If you’ve ever had to read through hundreds of pages of research only to find out that you need to be reading something else, you’ll see the appeal in text summarization. But that’s just one simple example. Text summarization is the task of condensing a piece of text to a shorter version, while at the same time preserving key informational elements and the meaning of content. Some other examples of text summarization applicants can be help desk and customer support, legal text summarization, financial research and more.
This blog will focus on text summarization for medical research papers. Keep reading to learn about the value of text summarization, and a step by step guide to using cnvrg.io’s pre-trained text summarization model and PubMed connector.
Why text summarization for medical papers?
Scientific research is complex and needs a thorough understanding of the latest advances being made on the topic of study. Researchers have the difficult task of reading through hundreds of pages of research papers and often the papers they are reading are not directly related to their topic. Since medical research and diagnosis can be time sensitive, it becomes increasingly important to speed up the process and prioritize the relevant papers and texts.
cnvrg.io ready to use text summarization model
A key tool that is useful in this scenario is an adequate summarizer specialising in summarizing scientific research papers. Instead of having to read entire papers, the researchers can read summaries and make decisions on whether to dive deeper into the entire paper. This helps save time and cost on research.
cnvrg.io created a text summarization pipeline for scientific research papers. It supports a list of comprehensive data connectors that allow you to transfer data from other sources like PubMed, PLOS, Azure storage, S3 storage and more to cnvrg.io for summarization. The most important connector for this task is the PubMed connector which allows you to enter a research query and fetch the top N research papers from PubMed where N can be set by you. You can then directly summarize these research papers.

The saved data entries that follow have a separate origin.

PR #195, opened 2024-12-20
feat: emit error if source is erroneous instead of silence

QuadnucYard:
- (API change) Now `Typstyle::pretty_print` returns `Result<String, FormatError>` instead of `String`.  We will have similar APIs in the upcoming partial formatting. WASM API is unchanged.
- (fix) Compilation error with WASM API introduced in #194.
- (test) Input with errors is marked erroneous in info.
- (refactor) Organize CLI format code.
- (perf) Avoid writing back if unchanged. Avoid cloning the original text if it is erroneous.

Input with error is kept accepted in check mode.
We noticed that files are still formatted even in check mode. This will be handled in the next PR.

### DIFF
--- a/Cargo.lock
+++ b/Cargo.lock
@@ -4070,6 +4070,7 @@ dependencies = [
  "libtest-mimic",
  "pathdiff",
  "pretty_assertions",
+ "typst-syntax",
  "typstyle-consistency",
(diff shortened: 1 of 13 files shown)


Enter-tainer (approved):
LGTM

Step by step guide of querying PubMed and summarizing the retrieved research papers with cnvrg.io
1. Go to Blueprints marketplace on the the cnvrg.io platform and search PubMed in the search bar. Select the PubMed Summarization Batch blueprint.
2. Next click on Use Blueprint button, this will create a new project for you.
3. Click continue and you will get a flow like the one shown below.
4. The first task is the PubMed connector which will be used to get data from PubMed and the next is the Summarizer which will be used to summarize the pdfs retrieved from PubMed.
5. In order to change the parameters of any task, click on it and select the options that suit you best.
6. We are going to query “Covid cases in Europe” and retrieve top 10 papers that best suit this query from PubMed and then summarize them. In order to provide this query, click on the PubMed Connector task and enter the query in the field named query. Change max_results to 10 and enter your email address.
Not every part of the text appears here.